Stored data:
►

Issue #1567, opened 2015-07-10
Foot profile using subway and railway


kaligrafy:
The foot profile does route on subway lines and railways...

Somebody has any idea why?

TheMarex:
Ah I forgot to port the `use_public_transport` option over from the bike profile. https://github.com/Project-OSRM/osrm-backend/blob/master/profiles/bicycle.lua#L105

PR #1936, opened 2016-01-28
The Big Cleanup II

daniel-j-h:
wip


include/util/exception.hpp
```diff
@@ -1,5 +1,5 @@
-#ifndef OSRM_EXCEPTION_HPP
-#define OSRM_EXCEPTION_HPP
+#ifndef EXCEPTION_HPP
+#define EXCEPTION_HPP
```
MoKob: I deem these common header guard names dangerous if they do not at least include some directory/other identifier. Good chance of header guard conflicts.

daniel-j-h: Yes you are right. Will revert to the osrm prefix again. :+1:

TheMarex:
@daniel-j-h can we maybe keep the TODO list in this PR? I'm currently trying to split some smaller items out for @karenzshea to learn about C++ compiler errors :smile_cat:

daniel-j-h:
@TheMarex sure! @karenzshea hit me up if you need help in fighting compilers :hocho:

daniel-j-h:
- [x] RouteParameter should not depend on boost spirit
- [x] ~~RouteParameter should either be a struct or have getter-setter, not both~~ <- is done this way to act as a Spirit handler, setters are Spirit callbacks
- [ ] Drop the weak coupling of plugins over service name + registration
  -> libosrm interface should be _typed_ like node-osrm
- [ ] Rename external_memory_node.hpp
- [x] FixedPointNumber is not used anywhere
- [x] Remove `node_id.hpp`
- [x] Remove check-hsgr
- [ ] FIXME `xor_fast_has_shorage.hpp` only has space for 2^16 nodes
- [x] coordinate_calculation should be a namespace not struct
- [x] Remove reference to `crc32_processor.hpp` from `extractor.hpp`
- [x] Make douglas_peuker a function
- [x] Make PolylineCompressor a function
- [x] Make PolylineFormatter a function
- [x] Make RouteNameExtraction a function
- [ ] Remove SearchEngineData, fold into SearchEngine
- [ ] Drop gpx support
- [x] ~~Make TravelMode an enum class~~ not possible, would increase node sizes b/c enum classes are not bit-packable
- [x] Rename TurnInstrauctionsClass -> should be a function
- [ ] rename OSRM class -> Engine
- [x] ComputeAngle should be a free function and in coordinate_calculation
- [ ] unlint util/:
 - [ ] floating_point.hpp is it used?
 - [ ] interger_range.hpp is it used?
 - [ ] create json/ subfolder
- [x] mercator should be a namespace in coordinate_calculation
- [x] rename osrm_exception.hpp to exception.hpp
- [x] check if range_algorithms is used somewhere
- [x] remove tribool and fold into server code
- [ ] remove xml renderer
- [ ] remove typedefs.hpp -> No global NodeIDs and EdgeIDs !!!
- [ ] replace SimpleLogger with RTD_LOG
- [ ] Move debug_geometry to extractor
- [ ] routing_algorithms -> routing
- [ ] use sort_unique_resite or remove
- [ ] move matching_debug_info to engine/map_matching
- [ ] hash implementation in processing_chain should use util/std_hash
- [ ] replace DistTableWrapper with more generic implementation (2d vector wrapper or something)
- [ ] move TarjanSCC from extractor to util
- [ ] Remove DescriptorTable
- [ ] Rename FixedPointCoordinate -> Coordinate
- [ ] extraction_helper_functions does not follow style guide, should be cpp file
- [ ] lua_function_exists needs to be renamed
- [ ] NodeBasedDynamicGraphFromEdges needs to be renamed
- [ ] read_file_lower_content needs to be renamed
- [ ] abstract routed_options and fold into tools/routed.cpp
- [ ] rename geometry_string test to polyline
- [ ] move duration_parsing to extractor
- [ ] remove the config file option for osrm-extract and osrm-prepare
- [ ] change extractor class name to Extractor
- [x] HilbertCode should be function
- [x] polyline_compressor.cpp:33 "left shift of negative value -106", UB: found with -fsanitize=undefined

emiltin:
refactor lua profiles, with base class/functions containing code that's reused between profiles?

daniel-j-h:
@emiltin I would love if you could tackle that. The profiles desperately need some refactoring and small fixes like for this ticket: https://github.com/Project-OSRM/osrm-backend/issues/1567.

TheMarex:
@daniel-j-h can you please rebase + merge this as we shifted to API work?

daniel-j-h:
Okay. Ticketing remaining issues up in https://github.com/Project-OSRM/osrm-backend/issues/1971.

Waiting for Travis, then will merge.

daniel-j-h:
Hopefully this should fix Travis. Waiting for ok, then will merge.

PR #1937, opened 2016-01-29
Merge tribool into request_parser

karenzshea:
`tribool` is only being used by `request_parser.cpp`, and down the include chain in `connection.cpp`. This moves the definition into `request_parser.hpp` and renames it to `RequestStatus`.

Also made the `RequestStatus` values more descriptive.

cc @TheMarex


src/server/connection.cpp
```diff
@@ -41,13 +41,13 @@ void Connection::handle_read(const boost::system::error_code &error, std::size_t
 
     // no error detected, let's parse the request
     http::compression_type compression_type(http::no_compression);
-    util::tribool result;
+    RequestStatus result;
```
TheMarex: This needs to be `RequestParser::RequestStatus`. Remember this is a nested type and we are outside of `RequestParser`.

include/server/request_parser.hpp
```diff
@@ -22,11 +21,18 @@ class RequestParser
   public:
     RequestParser();
 
-    std::tuple<util::tribool, http::compression_type>
+    std::tuple<RequestStatus, http::compression_type>
     parse(http::request &current_request, char *begin, char *end);
 
+    enum class RequestStatus : char
```
TheMarex: Move this type declaration before the function declaration. The C++ compiler reads from top to bottom and doesn't know about stuff that is yet to come.

PR #1938, opened 2016-01-29
finding better turn angles and instructions

MoKob:
Improves the turn angle discovery for osrm-extract.

Considers not simply the first vertex of a way but looks a bit further into the way. Not necessarily perfect, but may improve turn emission.

Further improvements:

 - [x] consider all turns at the intersection
 - [x] make slight turn angle narrower

 - [x] need to fix: head on at name changes may break ([*head on* to *slight left*](http://map.project-osrm.org/?z=18&center=34.070494%2C-118.234885&loc=34.070498%2C-118.234676&loc=34.070342%2C-118.235110&hl=en&ly=&alt=&df=&srv=))

 - [x] need to fix: identical instructions:  [*go straight* has to become *slight right*](http://map.project-osrm.org/?z=18&center=34.034724%2C-118.336776&loc=34.034630%2C-118.339738&loc=34.034653%2C-118.337109&hl=en&ly=&alt=&df=&srv=)

- [x] need to fix: continue breaks: [*go straight* cannot become *turn right*](http://map.project-osrm.org/?z=18&center=32.788154%2C-116.832626&loc=32.788046%2C-116.832830&loc=32.788204%2C-116.832454&hl=en&ly=&alt=&df=&srv=)

- [x] continue on street only if its [most obvious](http://map.project-osrm.org/?z=18&center=34.076443%2C-118.215659&loc=34.077581%2C-118.215294&loc=34.076323%2C-118.216141&hl=en&ly=&alt=&df=&srv=)

- [x] continue needs to become [slight right](http://map.project-osrm.org/?z=18&center=34.062584%2C-117.811744&loc=34.061992%2C-117.812002&loc=34.063161%2C-117.811364&hl=en&ly=&alt=&df=&srv=)

- [x] Improve conflict handling to better consider invalid turns

- [x] consider road type in conflict resolution.
- [x] consider conflict resolution when deciding on turn go straight

- [x] [review 47](https://github.com/MoKob/turn-report/blob/master/case_47.png)
- [x] [review 58](https://github.com/MoKob/turn-report/blob/master/case_58.png)
- [x] [review 66](https://github.com/MoKob/turn-report/blob/master/case_66.png)
- [x] [review 85](https://github.com/MoKob/turn-report/blob/master/case_85.png)
- [x] [review 109](https://github.com/MoKob/turn-report/blob/master/case_109.png) - don-t emit no-turn for equal category on very similar turns
- [x] [review 118](https://github.com/MoKob/turn-report/blob/master/case_118.png) - sharp region might be to large
- [x] [review 143](https://github.com/MoKob/turn-report/blob/master/case_143.png) - find separated roads by identifying  same name streets
- [x] [review 200](https://github.com/MoKob/turn-report/blob/master/case_200.png) - tie breaking seems off here
- [x] [review 202](https://github.com/MoKob/turn-report/blob/master/case_202.png) [and 204](https://github.com/MoKob/turn-report/blob/master/case_204.png) - go straight should be slight-right
- [x] [review 237](https://github.com/MoKob/turn-report/blob/master/case_237.png) what to do about multiple valid u-turns?
- [x] [review 255](https://github.com/MoKob/turn-report/blob/master/case_255.png) go straight should be slight left
- [x] [review 294](https://github.com/MoKob/turn-report/blob/master/case_294.png) and [299](https://github.com/MoKob/turn-report/blob/master/case_299.png) should not emit turn
- [x] [review 319](https://github.com/MoKob/turn-report/blob/master/case_319.png) should not emit turn, review obviousness
- [x] [review 352](https://github.com/MoKob/turn-report/blob/master/case_352.png) make sure that no-turn is correct
- [x] [review 359](https://github.com/MoKob/turn-report/blob/master/case_359.png) should not be no-turn
- [x] [review 378](https://github.com/MoKob/turn-report/blob/master/case_378.png) should not force go straight
- [x] [review 391](https://github.com/MoKob/turn-report/blob/master/case_391.png) should be slight left
- [x] [review 392](https://github.com/MoKob/turn-report/blob/master/case_392.png) exclude name_id==0
- [x] [review 455](https://github.com/MoKob/turn-report/blob/master/case_455.png) should not be go straight
- [x] [review 493](https://github.com/MoKob/turn-report/blob/master/case_493.png)
- [x] [review 596](https://github.com/MoKob/turn-report/blob/master/case_594.png) 
- [x] [review 595](https://github.com/MoKob/turn-report/blob/master/case_595.png) should not be no-turn
- [x] [review 620](https://github.com/MoKob/turn-report/blob/master/case_595.png) should be slight-right
- [x] [review 707](https://github.com/MoKob/turn-report/blob/master/case_707.png) may want to keep the turn-right?

### DIFF
--- a/features/testbot/loop.feature
+++ b/features/testbot/loop.feature
@@ -92,6 +92,6 @@ Feature: Avoid weird loops caused by rounding errors
             | cf    | primary     |
 
         When I route I should get
-            | waypoints | route             | turns                                      |
-            | a,2,d     | ab,be,ef,ef,cf,cd | head,left,right,via,right,left,destination |
-            | a,1,d     | ab,be,ef,ef,cf,cd | head,left,right,via,right,left,destination |
+            | waypoints | route             | turns                                            |
+            | a,2,d     | ab,be,ef,ef,cf,cd | head,left,straight,via,straight,left,destination |
+            | a,1,d     | ab,be,ef,ef,cf,cd | head,left,straight,via,straight,left,destination |
--- a/features/testbot/matching_turns.feature
+++ b/features/testbot/matching_turns.feature
@@ -17,21 +17,13 @@ Feature: Turn directions/codes
         And the ways
             | nodes |
             | xa    |
-            | xb    |
             | xc    |
-            | xd    |
             | xe    |
-            | xf    |
             | xg    |
-            | xh    |
             | xi    |
-            | xj    |
             | xk    |
-            | xl    |
             | xm    |
-            | xn    |
             | xo    |
-            | xp    |
 
         When I match I should get
             | trace | route | turns                         | matchings |
@@ -40,7 +32,7 @@ Feature: Turn directions/codes
             | ia    | xi,xa | head,straight,destination     | ia        |
             | ic    | xi,xc | head,slight_right,destination | ic        |
             | ie    | xi,xe | head,right,destination        | ie        |
-            
+
             | ko    | xk,xo | head,left,destination         | ko        |
             | ka    | xk,xa | head,slight_left,destination  | ka        |
             | kc    | xk,xc | head,straight,destination     | kc        |
@@ -96,21 +88,13 @@ Feature: Turn directions/codes
         And the ways
             | nodes |
             | xa    |
-            | xb    |
             | xc    |
-            | xd    |
             | xe    |
-            | xf    |
             | xg    |
-            | xh    |
             | xi    |
-            | xj    |
             | xk    |
-            | xl    |
             | xm    |
-            | xn    |
             | xo    |
-            | xp    |
 
         When I match I should get
             | trace | route | turns                         | matchings | duration |
--- a/features/testbot/turn_angles.feature
+++ b/features/testbot/turn_angles.feature
@@ -1,0 +1,74 @@
+@routing @testbot @via
+Feature: Via points
+
+    Background:
+        Given the profile "testbot"
+
+        And a grid size of 4 meters
+
+    Scenario: Basic Right Turn
+        Given the node map
+            | a | b | c | d | e | f | g |
+            |   |   |   |   |   | h |   |
+            |   |   |   |   |   | i |   |
+            |   |   |   |   |   | j |   |
+            |   |   |   |   |   | k |   |
+
+        And the ways
+            | nodes   | oneway |
+            | abcdefg | yes    |
+            | ehijk   | yes    |
+
+        When I route I should get
+            | from | to | route                      | distance  | turns                  |
+            | a    | k  | abcdefg,ehijk              |  34m +-1  | head,right,destination |
+
+    Scenario: Slight Turn
+        Given the node map
+            | a | b | c | d | e | f | g |   |
+            |   |   |   |   |   | h | i |   |
+            |   |   |   |   |   |   |   | j |
+            |   |   |   |   |   |   |   | k |
+
+        And the ways
+            | nodes   | oneway |
+            | abcdefg | yes    |
+            | ehijk   | yes    |
+
+        When I route I should get
+            | from | to | route                      | distance  | turns                         |
+            | a    | k  | abcdefg,ehijk              |  34m +-1  | head,slight_right,destination |
+
+    Scenario: Nearly Slight Turn
+        Given the node map
+            | a | b | c | d | e | f | g |   |
+            |   |   |   |   |   | h |   |   |
+            |   |   |   |   |   |   | i |   |
+            |   |   |   |   |   |   |   | j |
+            |   |   |   |   |   |   |   | k |
+
+        And the ways
+            | nodes   | oneway |
+            | abcdefg | yes    |
+            | ehijk   | yes    |
+
+        When I route I should get
+            | from | to | route                      | distance  | turns                         |
+            | a    | k  | abcdefg,ehijk              |  37m +-1  | head,right,destination        |
+
+    Scenario: Nearly Slight Turn (Variation)
+        Given the node map
+            | a | b | c | d | e | f | g |   |
+            |   |   |   |   |   | h |   |   |
+            |   |   |   |   |   |   | i |   |
+            |   |   |   |   |   |   | j |   |
+            |   |   |   |   |   |   |   | k |
+
+        And the ways
+            | nodes   | oneway |
+            | abcdefg | yes    |
+            | ehijk   | yes    |
+
+        When I route I should get
+            | from | to | route                      | distance  | turns                         |
+            | a    | k  | abcdefg,ehijk              |  37m +-1  | head,right,destination        |
--- a/include/extractor/edge_based_graph_factory.hpp
+++ b/include/extractor/edge_based_graph_factory.hpp
@@ -16,6 +16,8 @@
 #include "extractor/restriction_map.hpp"
 
 #include <algorithm>
+#include <cstdint>
+#include <cstddef>
 #include <iosfwd>
 #include <memory>
 #include <queue>
@@ -23,6 +25,7 @@
 #include <unordered_map>
 #include <unordered_set>
 #include <vector>
+#include <string>
 
 #include <boost/filesystem/fstream.hpp>
 
@@ -70,10 +73,18 @@ class EdgeBasedGraphFactory
 
     unsigned GetHighestEdgeID();
 
-    TurnInstruction
-    AnalyzeTurn(const NodeID u, const NodeID v, const NodeID w, const double angle) const;
+    // Basic analysis of a turn (u --(e1)-- v --(e2)-- w)
+    // with known angle.
+    // Handles special cases like u-turns and roundabouts
+    // For basic turns, the turn based on the angle-classification is returned
+    TurnInstruction AnalyzeTurn(const NodeID u,
+                                const EdgeID e1,
+                                const NodeID v,
+                                const EdgeID e2,
+                                const NodeID w,
+                                const double angle) const;
 
-    int GetTurnPenalty(double angle, lua_State *lua_state) const;
+    std::int32_t GetTurnPenalty(double angle, lua_State *lua_state) const;
 
   private:
     using EdgeData = util::NodeBasedDynamicGraph::EdgeData;
@@ -123,8 +134,54 @@ class EdgeBasedGraphFactory
 
     void FlushVectorToStream(std::ofstream &edge_data_file,
                              std::vector<OriginalEdgeData> &original_edge_data_vector) const;
+
+    struct TurnCandidate
+    {
+        EdgeID eid; // the id of the arc
+        bool valid; // a turn may be relevant to good instructions, even if we cannot take the road
+        double angle;                // the approximated angle of the turn
+        TurnInstruction instruction; // a proposed instruction
+        double confidence;           // how close to the border is the turn?
+
+        std::string toString() const
+        {
+            std::string result = "[turn] ";
+            result += std::to_string(eid);
+            result += " valid: ";
+            result += std::to_string(valid);
+            result += " angle: ";
+            result += std::to_string(angle);
+            result += " instruction: ";
+            result += std::to_string(static_cast<std::int32_t>(instruction));
+            result += " confidence: ";
+            result += std::to_string(confidence);
+            return result;
+        }
+    };
+
+    // Use In Order to generate base turns
+
+    // cannot be const due to the counters...
+    std::vector<TurnCandidate> getTurnCandidates(NodeID from, EdgeID via_edge);
+    std::vector<TurnCandidate> optimizeCandidates(NodeID via_edge,
+                                                  std::vector<TurnCandidate> turn_candidates) const;
+    std::vector<TurnCandidate> suppressTurns(EdgeID via_edge,
+                                             std::vector<TurnCandidate> turn_candidates) const;
+
+    QueryNode getRepresentativeCoordinate(const NodeID src,
+                                          const NodeID tgt,
+                                          const EdgeID via_eid,
+                                          bool INVERTED) const;
+
+    bool isObviousChoice(EdgeID coming_from_eid,
+                         std::size_t turn_index,
+                         const std::vector<TurnCandidate> &turn_candidates) const;
+
+    std::size_t restricted_turns_counter;
+    std::size_t skipped_uturns_counter;
+    std::size_t skipped_barrier_turns_counter;
 };
-}
-}
+} // namespace extractor
+} // namespace osrm
 
 #endif /* EDGE_BASED_GRAPH_FACTORY_HPP_ */
--- a/include/extractor/turn_instructions.hpp
+++ b/include/extractor/turn_instructions.hpp
@@ -1,6 +1,11 @@
 #ifndef TURN_INSTRUCTIONS_HPP
 #define TURN_INSTRUCTIONS_HPP
 
+#include <algorithm>
+#include <cmath>
+
+#include <boost/assert.hpp>
+
 namespace osrm
 {
 namespace extractor
@@ -24,6 +29,7 @@ enum class TurnInstruction : unsigned char
     StayOnRoundAbout,
     StartAtEndOfStreet,
     ReachedYourDestination,
+    NameChanges,
     EnterAgainstAllowedDirection,
     LeaveAgainstAllowedDirection,
     InverseAccessRestrictionFlag = 127,
@@ -31,37 +37,87 @@ enum class TurnInstruction : unsigned char
     AccessRestrictionPenalty = 129
 };
 
+// shiftable turns to left and right
+const constexpr bool shiftable_left[] = {false, false, true, true, true, false, false, true, true};
+const constexpr bool shiftable_right[] = {false, false, true, true, false, false, true, true, true};
+
+inline TurnInstruction shiftTurnToLeft(TurnInstruction turn)
+{
+    BOOST_ASSERT_MSG(static_cast<int>(turn) < 9,
+                     "Shift turn only supports basic turn instructions");
+    if (turn > TurnInstruction::TurnSlightLeft)
+        return turn;
+    else
+        return shiftable_left[static_cast<int>(turn)]
+                   ? (static_cast<TurnInstruction>(static_cast<int>(turn) - 1))
+                   : turn;
+}
+
+inline TurnInstruction shiftTurnToRight(TurnInstruction turn)
+{
+    BOOST_ASSERT_MSG(static_cast<int>(turn) < 9,
+                     "Shift turn only supports basic turn instructions");
+    if (turn > TurnInstruction::TurnSlightLeft)
+        return turn;
+    else
+        return shiftable_right[static_cast<int>(turn)]
+                   ? (static_cast<TurnInstruction>(static_cast<int>(turn) + 1))
+                   : turn;
+}
+
+inline double angularDeviation(const double angle, const double from)
+{
+    const double deviation = std::abs(angle - from);
+    return std::min(360 - deviation, deviation);
+}
+
+inline double getAngularPenalty(const double angle, TurnInstruction instruction)
+{
+    BOOST_ASSERT_MSG(static_cast<int>(instruction) < 9,
+                     "Angular penalty only supports basic turn instructions");
+    const double center[] = {180, 180, 135, 90, 45,
+                             0,   315, 270, 225}; // centers of turns from getTurnDirection
+    return angularDeviation(center[static_cast<int>(instruction)], angle);
+}
+
+inline double getTurnConfidence(const double angle, TurnInstruction instruction)
+{
+
+    // special handling of U-Turns and Roundabout
+    if (instruction >= TurnInstruction::HeadOn || instruction == TurnInstruction::UTurn ||
+        instruction == TurnInstruction::NoTurn || instruction == TurnInstruction::EnterRoundAbout ||
+        instruction == TurnInstruction::StayOnRoundAbout || instruction == TurnInstruction::LeaveRoundAbout )
+        return 1.0;
+
+    BOOST_ASSERT_MSG(static_cast<int>(instruction) < 9,
+                     "Turn confidence only supports basic turn instructions");
+    const double deviations[] = {10, 10, 35, 50, 45, 0, 45, 50, 35};
+    const double difference = getAngularPenalty(angle, instruction);
+    const double max_deviation = deviations[static_cast<int>(instruction)];
+    return 1.0 - (difference / max_deviation) * (difference / max_deviation);
+}
+
 // Translates between angles and their human-friendly directional representation
 inline TurnInstruction getTurnDirection(const double angle)
 {
-    if (angle >= 23 && angle < 67)
-    {
+    // An angle of zero is a u-turn
+    // 180 goes perfectly straight
+    // 0-180 are right turns
+    // 180-360 are left turns
+    if (angle > 0 && angle < 60)
         return TurnInstruction::TurnSharpRight;
-    }
-    if (angle >= 67 && angle < 113)
-    {
+    if (angle >= 60 && angle < 140)
         return TurnInstruction::TurnRight;
-    }
-    if (angle >= 113 && angle < 158)
-    {
+    if (angle >= 140 && angle < 170)
         return TurnInstruction::TurnSlightRight;
-    }
-    if (angle >= 158 && angle < 202)
-    {
+    if (angle >= 170 && angle <= 190)
         return TurnInstruction::GoStraight;
-    }
-    if (angle >= 202 && angle < 248)
-    {
+    if (angle > 190 && angle <= 220)
         return TurnInstruction::TurnSlightLeft;
-    }
-    if (angle >= 248 && angle < 292)
-    {
+    if (angle > 220 && angle <= 300)
         return TurnInstruction::TurnLeft;
-    }
-    if (angle >= 292 && angle < 336)
-    {
+    if (angle > 300 && angle < 360)
         return TurnInstruction::TurnSharpLeft;
-    }
     return TurnInstruction::UTurn;
 }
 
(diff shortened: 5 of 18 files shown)


MoKob:
A few examples of changed behavior:

 * [*slight right* becomes *right*](http://map.project-osrm.org/?z=18&center=32.978784%2C-116.779652&loc=32.978653%2C-116.779448&loc=32.978937%2C-116.779824&hl=en&ly=&alt=&df=&srv=)
 * [*right* becomes *sharp right*](http://map.project-osrm.org/?z=18&center=32.978797%2C-116.779926&loc=32.978928%2C-116.779851&loc=32.978923%2C-116.780001&hl=en&ly=&alt=&df=&srv=)
* [*slight left* becomes *left*](http://map.project-osrm.org/?z=18&center=35.130035%2C-120.600647&loc=35.129864%2C-120.600690&loc=35.130171%2C-120.600834&hl=en&ly=&alt=&df=&srv=)
* [*sharp right* becomes *right*](http://map.project-osrm.org/?z=18&center=35.130088%2C-120.600534&loc=35.130092%2C-120.600330&loc=35.130171%2C-120.600834&hl=en&ly=&alt=&df=&srv=)

features/testbot/turn_angles.feature
```diff
@@ -0,0 +1,78 @@
+@routing @testbot @via
```
TheMarex: Yes, very good idea to add regression tests for this. :+1:

src/extractor/edge_based_graph_factory.cpp
```diff
@@ -394,6 +395,52 @@ void EdgeBasedGraphFactory::GenerateEdgeExpandedEdges(
     util::DEBUG_TURNS_START(debug_turns_path);
 #endif
 
+    const auto getRepresentativeCoordinate = [this](const NodeID src, const NodeID tgt,
```
TheMarex: What do `src` and `tgt` represent here?

```
u------v
       |
       w
```

Is `src = u` and `tgt = w` here?

TheMarex:
Great to see you tackling this! :+1:

src/extractor/edge_based_graph_factory.cpp
MoKob: Will clear this up in the process. Currently I am more in a Beta kind of stage. Have to take another approach to reasonably get correct results. But I will make sure to get reliable names in there.

include/extractor/turn_instructions.hpp
```diff
@@ -38,6 +38,40 @@ inline TurnInstruction getTurnDirection(const double angle)
...
+    }
+    if (angle >= 292 && angle < 336)
+    {
+        return TurnInstruction::TurnSharpLeft;
+    }
+    return TurnInstruction::UTurn;
+}
+
+// Translates between angles and their human-friendly directional representation
+inline TurnInstruction getOldTurnDirection(const double angle)
```
daniel-j-h: Is this for keeping backwards-compatibility while working on this PR? Can be removed later I assume?

include/extractor/turn_instructions.hpp
```diff
@@ -38,6 +38,40 @@ inline TurnInstruction getTurnDirection(const double angle)
...
+    if (angle >= 230 && angle < 292)
+    {
+        return TurnInstruction::TurnLeft;
+    }
+    if (angle >= 292 && angle < 336)
+    {
+        return TurnInstruction::TurnSharpLeft;
+    }
+    return TurnInstruction::UTurn;
+}
```
daniel-j-h: By the way, can't we just divide 360° by number of instructions and then divide the angle by this and use this as instruction id / index into the instructions?

include/extractor/turn_instructions.hpp
MoKob: Exactly. Currently I have this in there to output changes I do. I can then compare locations with unexpected turn changes (e.g. UTurn -> GoStraight) and check for reasons...

include/extractor/turn_instructions.hpp
MoKob: Not any more. I've modified the ranges to be not of the same size any more (e.g. go straight is narrower than left/right)

features/testbot/matching_turns.feature
```diff
@@ -17,21 +17,13 @@ Feature: Turn directions/codes
...
             | xg    |
-            | xh    |
             | xi    |
-            | xj    |
             | xk    |
-            | xl    |
             | xm    |
-            | xn    |
             | xo    |
-            | xp    |
```
MoKob: Technically, this makes the test a lot simpler, but its only designated to check for turns, not the matching.
We have to deal with a single node of degree 16, though. This makes it impossible to handle the instructions reasonably with only 8 instructions. Maintaining this, to handle more angles than these 8 seems unreasonable.

features/testbot/matching_turns.feature
```diff
@@ -96,21 +88,13 @@ Feature: Turn directions/codes
...
```
MoKob: see above.

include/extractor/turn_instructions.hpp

◄

**Exercise instructions:**
The lines above starting at the one that contains "PR #1938, opened 2016-01-29" and ending at the one that contains "- [x] need to fix: head" must be transcribed exactly, and no other lines may appear.

**Response box:**
PR #1938, opened 2016-01-29
finding better turn angles and instructions

MoKob:
Improves the turn angle discovery for osrm-extract.

Considers not simply the first vertex of a way but looks a bit further into the way. Not necessarily perfect, but may improve turn emission.

Further improvements:

 - [x] consider all turns at the intersection
 - [x] make slight turn angle narrower

 - [x] need to fix: head on at name changes may break ([*head on* to *slight left*](http://map.project-osrm.org/?z=18&center=34.070494%2C-118.234885&loc=34.070498%2C-118.234676&loc=34.070342%2C-118.235110&hl=en&ly=&alt=&df=&srv=))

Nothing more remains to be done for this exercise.